**EXERCISE REQUIREMENTS**. Collect every line of the records below that contains the word "replaced".

== == ==

PR #5724, opened 2022-08-30
CBG-2314: Per-DB Logging: Main, ServerContext, and DatabaseContext

cbbruno:
CBG-2314

Describe your PR here...
- Added context in APIs for main, handler, ServerContext, DatabaseContext, and respective Tests.
- Removed Database.Ctx, replaced by ctx parameter.
- Removed CbgtContext.loggingCtx, replaced by ctx parameter.

## Pre-review checklist

- [ ] Link upstream PRs

- [ ] `xattrs=true` https://jenkins.sgwdev.com/job/SyncGateway-Integration/792/

### DIFF
--- a/base/dcp_sharded.go
+++ b/base/dcp_sharded.go
@@ -644,13 +644,13 @@ type CbgtDestFactoryFunc = func() (cbgt.Dest, error)
 var cbgtDestFactories = make(map[string]CbgtDestFactoryFunc)
 var cbgtDestFactoriesLock sync.Mutex
 
-func StoreDestFactory(destKey string, dest CbgtDestFactoryFunc) {
+func StoreDestFactory(ctx context.Context, destKey string, dest CbgtDestFactoryFunc) {
 	cbgtDestFactoriesLock.Lock()
 	_, ok := cbgtDestFactories[destKey]
 
 	// We don't expect duplicate destKey registration - log a warning if it already exists
 	if ok {
-		WarnfCtx(context.Background(), "destKey %s already exists in cbgtDestFactories - new value will replace the existing dest", destKey)
+		WarnfCtx(ctx, "destKey %s already exists in cbgtDestFactories - new value will replace the existing dest", destKey)
 	}
 	cbgtDestFactories[destKey] = dest
 	cbgtDestFactoriesLock.Unlock()
--- a/base/dcp_sharded.go
+++ b/base/dcp_sharded.go
@@ -54,8 +54,8 @@ type CbgtContext struct {
 
 // StartShardedDCPFeed initializes and starts a CBGT Manager targeting the provided bucket.
 // dbName is used to define a unique path name for local file storage of pindex files
-func StartShardedDCPFeed(dbName string, configGroup string, uuid string, heartbeater Heartbeater, bucket Bucket, spec BucketSpec, numPartitions uint16, cfg cbgt.Cfg) (*CbgtContext, error) {
-	cbgtContext, err := initCBGTManager(bucket, spec, cfg, uuid, dbName)
+func StartShardedDCPFeed(ctx context.Context, dbName string, configGroup string, uuid string, heartbeater Heartbeater, bucket Bucket, spec BucketSpec, numPartitions uint16, cfg cbgt.Cfg) (*CbgtContext, error) {
+	cbgtContext, err := initCBGTManager(ctx, bucket, spec, cfg, uuid, dbName)
 	if err != nil {
 		return nil, err
 	}
@@ -241,7 +241,7 @@ func getCBGTIndexUUID(manager *cbgt.Manager, indexName string) (exists bool, pre
 // createCBGTManager creates a new manager for a given bucket and bucketSpec
 // Inline comments below provide additional detail on how cbgt uses each manager
 // parameter, and the implications for SG
-func initCBGTManager(bucket Bucket, spec BucketSpec, cfgSG cbgt.Cfg, dbUUID string, dbName string) (*CbgtContext, error) {
+func initCBGTManager(ctx context.Context, bucket Bucket, spec BucketSpec, cfgSG cbgt.Cfg, dbUUID string, dbName string) (*CbgtContext, error) {
 	// Check if there are pre-Helium nodes, and if so, set the LithiumCompat flag to ensure we don't try to start a
 	// collections-enabled feed when some nodes won't support it.
 	minVersion, err := getMinNodeVersion(cfgSG)
@@ -343,7 +343,7 @@ func initCBGTManager(bucket Bucket, spec BucketSpec, cfgSG cbgt.Cfg, dbUUID stri
 		options)
 
 	cbgtContext := &CbgtContext{
-		loggingCtx: LogContextWith(context.Background(), &LogContext{CorrelationID: MD(spec.BucketName).Redact() + "-" + DCPImportFeedID}),
+		loggingCtx: LogContextWith(ctx, &LogContext{CorrelationID: MD(spec.BucketName).Redact() + "-" + DCPImportFeedID}),
 		Manager:    mgr,
 		Cfg:        cfgSG,
 	}
--- a/base/dcp_sharded.go
+++ b/base/dcp_sharded.go
@@ -49,7 +49,7 @@ type CbgtContext struct {
 	Cfg               cbgt.Cfg                 // Cfg manages storage of the current pindex set and node assignment
 	heartbeater       Heartbeater              // Heartbeater used for failed node detection
 	heartbeatListener *importHeartbeatListener // Listener subscribed to failed node alerts from heartbeater
-	loggingCtx        context.Context          // Context for cbgt logging
+	// loggingCtx        context.Context          // Context for cbgt logging
 }
 
 // StartShardedDCPFeed initializes and starts a CBGT Manager targeting the provided bucket.
@@ -61,7 +61,7 @@ func StartShardedDCPFeed(ctx context.Context, dbName string, configGroup string,
 	}
 
 	// Start Manager.  Registers this node in the cfg
-	err = cbgtContext.StartManager(dbName, configGroup, bucket, spec, numPartitions)
+	err = cbgtContext.StartManager(ctx, dbName, configGroup, bucket, spec, numPartitions)
 	if err != nil {
 		return nil, err
 	}
@@ -96,7 +96,7 @@ func GenerateLegacyIndexName(dbName string) string {
 // to the manager's cbgt cfg.  Nodes that have registered for this indexType with the manager via
 // RegisterPIndexImplType (see importListener.RegisterImportPindexImpl)
 // will receive PIndexImpl callbacks (New, Open) for assigned PIndex to initiate DCP processing.
-func createCBGTIndex(c *CbgtContext, dbName string, configGroupID string, bucket Bucket, spec BucketSpec, numPartitions uint16) error {
+func createCBGTIndex(ctx context.Context, c *CbgtContext, dbName string, configGroupID string, bucket Bucket, spec BucketSpec, numPartitions uint16) error {
 	sourceType := SOURCE_DCP_SG
 
 	bucketUUID, err := bucket.UUID()
@@ -146,8 +146,8 @@ func createCBGTIndex(c *CbgtContext, dbName string, configGroupID string, bucket
 	}
 
 	// Determine index name and UUID
-	indexName, previousIndexUUID := dcpSafeIndexName(c, dbName)
-	InfofCtx(c.loggingCtx, KeyDCP, "Creating cbgt index %q for db %q", indexName, MD(dbName))
+	indexName, previousIndexUUID := dcpSafeIndexName(ctx, c, dbName)
+	InfofCtx(ctx, KeyDCP, "Creating cbgt index %q for db %q", indexName, MD(dbName))
 
 	// Register bucketDataSource callback for new index if we need to configure TLS
 	cbgt.RegisterBucketDataSourceOptionsCallback(indexName, c.Manager.UUID(), func(options *cbdatasource.BucketDataSourceOptions) *cbdatasource.BucketDataSourceOptions {
@@ -158,12 +158,12 @@ func createCBGTIndex(c *CbgtContext, dbName string, configGroupID string, bucket
 		}
 
 		networkType := getNetworkTypeFromConnSpec(connSpec)
-		InfofCtx(c.loggingCtx, KeyDCP, "Using network type: %s", networkType)
+		InfofCtx(ctx, KeyDCP, "Using network type: %s", networkType)
 
 		// default (aka internal) networking is handled by cbdatasource, so we can avoid the shims altogether in this case, for all other cases we need shims to remap hosts.
 		if networkType != clusterNetworkDefault {
 			// A lookup of host dest to external alternate address hostnames
-			options.ConnectBucket, options.Connect, options.ConnectTLS = alternateAddressShims(c.loggingCtx, spec.IsTLS(), connSpec.Addresses, networkType)
+			options.ConnectBucket, options.Connect, options.ConnectTLS = alternateAddressShims(ctx, spec.IsTLS(), connSpec.Addresses, networkType)
 		}
 
 		return options
@@ -185,7 +185,7 @@ func createCBGTIndex(c *CbgtContext, dbName string, configGroupID string, bucket
 	)
 	c.Manager.Kick("NewIndexesCreated")
 
-	InfofCtx(c.loggingCtx, KeyDCP, "Initialized sharded DCP feed %s with %d partitions.", indexName, numPartitions)
+	InfofCtx(ctx, KeyDCP, "Initialized sharded DCP feed %s with %d partitions.", indexName, numPartitions)
 	return err
 
 }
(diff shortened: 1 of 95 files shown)


rest/admin_api_auth_test.go
```diff
@@ -193,25 +193,27 @@ func TestCheckPermissionsWithX509(t *testing.T) {
...
+	svrctx := NewServerContext(ctx, &StartupConfig{
 		Bootstrap: BootstrapConfig{
 			Server:       serverURL,
 			X509CertPath: certPath,
 			X509KeyPath:  keyPath,
 			CACertPath:   caCertPath,
 		},
 	}, false)
-	defer ctx.Close()
+	ctx = svrctx.AddServerLogContext(ctx)
```
adamcfraser: I think tests should only call AddServerLogContext when they need to (i.e. they are running with multiple server contexts and would like to differentiate the logging).

base/logging_context.go
```diff
@@ -115,17 +115,14 @@ func LogContextWith(parent context.Context, adder ContextAdder) context.Context
...
 
 func (c *ServerLogContext) getContextKey() LogContextKey {
 	return serverLogContextKey
 }
 
 func (c *ServerLogContext) addContext(format string) string {
-	if c != nil && c.ConfigGroupID != "" {
-		format = "g:" + c.ConfigGroupID + " " + format
-	}
+	// nothing to log for now
```
adamcfraser: Right now I think the only use case for ServerLogContext is for tests that run multiple server contexts (e.g. ISGR testing) and would like to differentiate the logging.  For that use case, maybe we have an optional property on ServerLogContext that they can set, and if that property isn't set then we don't log?

rest/handler.go
```diff
@@ -442,11 +456,10 @@ func (h *handler) invoke(method handlerMethod, accessPermissions []Permission, r
 	// Now set the request's Database (i.e. context + user)
 	if dbContext != nil {
 		h.keyspaceScope, h.keyspaceCollection = *keyspaceScope, *keyspaceCollection
-		h.db, err = db.GetDatabase(dbContext, h.user)
+		h.db, err = db.GetDatabase(h.ctx(), dbContext, h.user)
```
adamcfraser: db.GetDatabase is going to call dbCtx.AddDatabaseLogContext(ctx), but this has already been done above on line 271.  I think we want to avoid wrapping the context multiple times for the same logging context, do you agree?

db/database.go
```diff
@@ -834,12 +841,14 @@ func (context *DatabaseContext) Authenticator(ctx context.Context) *auth.Authent
 }
 
 // Makes a Database object given its name and bucket.
-func GetDatabase(context *DatabaseContext, user auth.User) (*Database, error) {
-	return &Database{DatabaseContext: context, user: user}, nil
+func GetDatabase(ctx context.Context, dbCtx *DatabaseContext, user auth.User) (*Database, error) {
+	ctx = dbCtx.AddDatabaseLogContext(ctx) // add db log info before passing ctx down
+	return &Database{Ctx: ctx, DatabaseContext: dbCtx, user: user}, nil
```
adamcfraser: Do you think we'll be removing Database.Ctx in a future PR, and instead have Database functions accept a context?  Or is this a case where it makes sense to store a context on the struct.

db/blip_sync_context.go
```diff
@@ -225,7 +225,7 @@ func (bsc *BlipSyncContext) copyContextDatabase() *Database {
 }
 
 func (bsc *BlipSyncContext) _copyContextDatabase() *Database {
-	databaseCopy, _ := GetDatabase(bsc.blipContextDb.DatabaseContext, bsc.blipContextDb.User())
+	databaseCopy, _ := GetDatabase(context.TODO(), bsc.blipContextDb.DatabaseContext, bsc.blipContextDb.User())
```
adamcfraser: _copyContextDatabase gets called a lot (once per user-scoped blip handler, I think?).  I don't think we'd want to create a new context and add db log context to it (in GetDatabase) every time.  This might go back to the question of whether Database should still store a ctx in its struct, but I thought we'd want to pass bsc.loggingCtx here.

adamcfraser (changes requested):

base/logging_context.go
cbbruno: Sure, what would you suggest?  
- I think you mentioned in previous meeting, "ServerName"?
- How to pass that name/id/string ?  Currently we don't explicitly create a ServerLogContext, we just call ServerContext.AddServerLogContext.  
- Or can be a new property in RestTester and set only by RestTester.Context() ?
- Or maybe we can use ConfigGroupID if is diff from "default" ?

db/blip_sync_context.go
cbbruno: well, I just flagged it for now, as we talked for changing APIs, and eval what we can pass here later, when we get to /db package (and eval how bsc.loggingCtx is being set)... but I can change it now if you're sure of it, let me know.

rest/admin_api_auth_test.go
cbbruno: agreed , I'll do another pass to remove these.

rest/handler.go
cbbruno: agreed, let me see if I can remove LogContext from GetDatabase, thanks.

db/database.go
cbbruno: hmm... don't see this comment when browsing changed files (deleted?)... anyway, think we're using that Database struct to handle blip sync requests (as we use handler for API), so makes sense to me keep it... seems to be a bigger change (than logging) with blip sync setup if we remove that ctx.

base/logging_context.go
adamcfraser: Add a LogContextID to the ServerContext that can optionally be set by tests, and isn't logged when empty.

rest/blip_sync.go
```diff
@@ -37,16 +37,16 @@ func (h *handler) handleBLIPSync() error {
...
 		return err
 	}
 
 	// Overwrite the existing logging context with the blip context ID
-	h.db.Ctx = base.LogContextWith(h.db.Ctx, &base.LogContext{CorrelationID: base.FormatBlipContextID(blipContext.ID)})
+	h.rqCtx = base.LogContextWith(h.ctx(), &base.LogContext{CorrelationID: base.FormatBlipContextID(blipContext.ID)})
 
 	// Create a new BlipSyncContext attached to the given blipContext.
-	ctx := db.NewBlipSyncContext(blipContext, h.db, h.formatSerialNumber(), db.BlipSyncStatsForCBL(h.db.DbStats))
+	ctx := db.NewBlipSyncContext(h.ctx(), blipContext, h.db, h.formatSerialNumber(), db.BlipSyncStatsForCBL(h.db.DbStats))
```
adamcfraser: Should this be passing h.rqCtx?

rest/blip_sync.go
```diff
@@ -37,16 +37,16 @@ func (h *handler) handleBLIPSync() error {
 	}
 
 	// Create a BLIP context:
-	blipContext, err := db.NewSGBlipContext(h.db.Ctx, "")
+	blipContext, err := db.NewSGBlipContext(h.ctx(), "")
```
adamcfraser, line 40: Just to confirm, the existing code doesn't include the blipContextID when logging blip messages?  (i.e. doesn't include the log context added on line 46?). Just want to ensure you've checked that nothing is changing for the KeyWebSocket/KeyWebSocketFrame logging done by defaultBlipLogger.

rest/utilities_testing.go
```diff
@@ -801,6 +805,17 @@ func (rt *RestTester) ReplacePerBucketCredentials(config base.PerBucketCredentia
 	rt.ServerContext().bootstrapContext.connection = couchbaseCluster
 }
 
+func (rt *RestTester) Context() context.Context {
```
adamcfraser, line 820: This is going to initialize a new context every time it's called - is that intentional?

rest/utilities_testing.go
```diff
@@ -426,7 +430,7 @@ func (rt *RestTester) Close() {
 	}
 	rt.closed = true
 	if rt.RestTesterServerContext != nil {
-		rt.RestTesterServerContext.Close()
+		rt.RestTesterServerContext.Close(base.TestCtx(rt.tb))
```
adamcfraser: What's the rationale to use base.TestCtx(rt.tb) here instead of rt.Context()?

adamcfraser (changes requested):

rest/blip_sync.go
cbbruno: current code uses `h.db.Ctx`, when it creates NewBlipSyncContext, in line 49.

rest/blip_sync.go
cbbruno: yeah, to save the call, will do.

rest/utilities_testing.go
cbbruno: existing tests access RT ServerContext and DatabaseContext by calling respective getters, which run Bucket(), which seems to set some properties, so I think it's safer to recreate ctx to capture any changes.

rest/utilities_testing.go
cbbruno: yes, should be rt.Context(), will do.

rest/blip_sync.go
adamcfraser: Understood, wanted to make sure it wasn't passing a reference that was subsequently getting updated.  Have you been able to complete any testing (automated or manual) to confirm the behaviour?

base/dcp_sharded.go
```diff
@@ -343,9 +343,9 @@ func initCBGTManager(bucket Bucket, spec BucketSpec, cfgSG cbgt.Cfg, dbUUID stri
 		options)
 
 	cbgtContext := &CbgtContext{
-		loggingCtx: LogContextWith(context.Background(), &LogContext{CorrelationID: MD(spec.BucketName).Redact() + "-" + DCPImportFeedID}),
-		Manager:    mgr,
-		Cfg:        cfgSG,
+		// loggingCtx: LogContextWith(ctx, &LogContext{CorrelationID: MD(spec.BucketName).Redact() + "-" + DCPImportFeedID}),
```
adamcfraser: We were defining a logging context for DCP that included bucket name and feed ID.  I don't see that being done for the context that's passed into initCBGTManager - where is this log context now being added?

base/dcp_test.go
```diff
@@ -150,8 +150,9 @@ func TestCBGTIndexCreation(t *testing.T) {
 			spec := bucket.BucketSpec
 
 			// Use an in-memory cfg, set up cbgt manager
+			ctx := LogContextWith(TestCtx(t), &DatabaseLogContext{DatabaseName: tc.dbName})
```
adamcfraser, line 153: Why does the test need to add the DatabaseLogContext here, but not in other tests (like TestCBGTIndexCreationSafeLegacyName)?  And should we even have a DatabaseLogContext in the base package?

db/attachment_compaction_test.go
```diff
@@ -20,12 +21,13 @@ func TestAttachmentMark(t *testing.T) {
 	}
 
 	testDb := setupTestDB(t)
-	defer testDb.Close()
+	ctx := testDb.AddDatabaseLogContext(base.TestCtx(t))
```
adamcfraser: Assuming that most tests are going to want a context, what do you think about modifying setupTestDB to return (testDB, ctx)?  It would be nice if we didn't have to include this line for every test.

db/attachment_compaction_test.go
```diff
@@ -816,12 +827,13 @@ func TestAttachmentCompactIncorrectStat(t *testing.T) {
 	}
 
 	testDb := setupTestDB(t)
-	defer testDb.Close()
+	ctx1 := testDb.AddDatabaseLogContext(base.TestCtx(t))
```
adamcfraser: Why is this ctx1 and not ctx?

db/blip_connected_client.go
```diff
@@ -89,8 +90,8 @@ func (bh *blipHandler) handleFunction(rq *blip.Message) error {
 		return err
 	}
 	bh.logEndpointEntry(rq.Profile(), fmt.Sprintf("name: %s", name))
-	return bh.db.WithTimeout(UserQueryTimeout, func() error {
-		results, err := bh.db.CallUserFunction(name, requestParams, true)
+	return bh.db.WithTimeout(bh.changesCtx, UserQueryTimeout, func(ctx context.Context) error {
```
adamcfraser: I thought changesCtx was only used for cancellation - should this be bh.loggingCtx (here and below)

db/import_listener.go
```diff
@@ -28,6 +28,7 @@ type importListener struct {
 	stats            *base.DatabaseStats // Database stats group
 	cbgtContext      *base.CbgtContext   // Handle to cbgt manager,cfg
 	checkpointPrefix string              // DCP checkpoint key prefix
+	loggingCtx       context.Context     // ctx for logging, since function signatures without ctx are required by external dependency, for ex.: sgbucket.FeedEventCallbackFunc
```
adamcfraser: sgbucket is owned by us, so isn't an external dependency and could be changed.  If there are other cases (like cbgt), maybe mention those here instead.

db/database.go
```diff
@@ -660,7 +661,7 @@ func (context *DatabaseContext) SetOnChangeCallback(callback DocChangedFunc) {
 	context.mutationListener.OnDocChanged = callback
 }
 
-func (dbCtx *DatabaseContext) GetServerUUID() string {
+func (dbCtx *DatabaseContext) GetServerUUID(ctx context.Context) string {
```
adamcfraser, line 665: Do we need to do `ctx = context.AddDatabaseLogContext(ctx)` here?  I'm not clear on why that's needed in Close and NewDatabaseContext but wouldn't be needed for other public methods on *DatabaseContext.

adamcfraser: If it varies by usage, how does a developer adding a new method to *DatabaseContext know whether they should be adding the database log context or not?

db/sg_replicate_cfg.go
```diff
@@ -422,9 +422,9 @@ func (ar *ActiveReplicator) alignState(targetState string) error {
 
 }
 
-func (dbc *DatabaseContext) StartReplications() {
+func (dbc *DatabaseContext) StartReplications(ctx context.Context) {
 	if dbc.Options.SGReplicateOptions.Enabled {
-		base.DebugfCtx(dbc.SGReplicateMgr.loggingCtx, base.KeyReplicate, "Will start Inter-Sync Gateway Replications for database %q", dbc.Name)
+		base.DebugfCtx(ctx, base.KeyReplicate, "Will start Inter-Sync Gateway Replications for database %q", dbc.Name)
```
adamcfraser: Until we determine whether we're removing it, this should continue to use the SGReplicateMgr loggingCtx, as it's got custom CorrelationID configured.

rest/handler.go
```diff
@@ -164,6 +164,10 @@ func newHandler(server *ServerContext, privs handlerPrivs, r http.ResponseWriter
 		startTime:    time.Now(),
 		runOffline:   runOffline,
 	}
+
+	h.rqCtx = base.LogContextWith(h.rq.Context(), &base.LogContext{CorrelationID: h.formatSerialNumber()})
```
adamcfraser: Do we need to set this here if we call h.ctx() consistently elsewhere?

adamcfraser (changes requested):
Overall approach is looking good - a few questions on the details.

base/dcp_sharded.go
cbbruno: my bad, I totally missed finishing this and removing the comments, thanks... I will added logging ctx after init, after actually creating the cbgt ctx, since error on init might make sense to be on db context.

base/dcp_test.go
cbbruno: - added here bc dbname varies in each test case (unlike TestCBGTIndexCreationSafeLegacyName) 
- think we talked before about location of these custom log contexts.  Since addPrefixes is in base and need to know about these custom ctx keys (we don't have a self registering mechanism now), if I move it to /db I end up with circular dependency.  It would also be nice to have a /logging to separate interfaces, key registration, and help to avoid dependency, but that would cause more changes.

db/attachment_compaction_test.go
cbbruno: makes a lot of sense now looking back, will do.

db/attachment_compaction_test.go
cbbruno: sure, will do.

db/blip_connected_client.go
cbbruno: good question... think now that we're using the same initial ctx everywhere, we might want unify loggingCtx and changesCtx?  I will end up using the passed ctx for both... see NewBlipSyncContext and where it is invoked:

- https://github.com/couchbase/sync_gateway/blob/1c09dfcc4f7191087df606fd0b5bb3d5519ef4c6/db/blip_sync_context.go#L35
- https://github.com/couchbase/sync_gateway/blob/f141467f4a04891943284abe523e230c35e065cf/db/active_replicator.go#L216
- https://github.com/couchbase/sync_gateway/blob/117e565ab5de68dea18c5bc880c806b7bbd0e8a0/rest/blip_sync.go#L49

db/database.go
cbbruno: honestly, think the AddDatabaseLogContext on Close is unnecessary now, leftover from my initial changes 2 weeks ago, removing... and we should be adding db ctx only on NewDatabaseContext and tests.

db/import_listener.go
cbbruno: oh ok, not sure how/if cbgt is used here yet, but I'll note this is for event callbacks, thanks.

db/sg_replicate_cfg.go
cbbruno: ok, will do.

rest/blip_sync.go
cbbruno: compared to master as suggested in chat.

rest/handler.go
cbbruno: sure, will do.

db/blip_connected_client.go
adamcfraser: I think we need to keep them separate.  changesCtx is specifically for cancellation, and only affects a subset of blip functionality.  bh.loggingCtx should continue to be used for logging context.  If we want to combine cancellation and logging context in future (across the entire product) we can do so, but I'd prefer to keep these separate until then.

adamcfraser (approved):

== == ==

**TASK SOLUTION**.
- Removed Database.Ctx, replaced by ctx parameter.
- Removed CbgtContext.loggingCtx, replaced by ctx parameter.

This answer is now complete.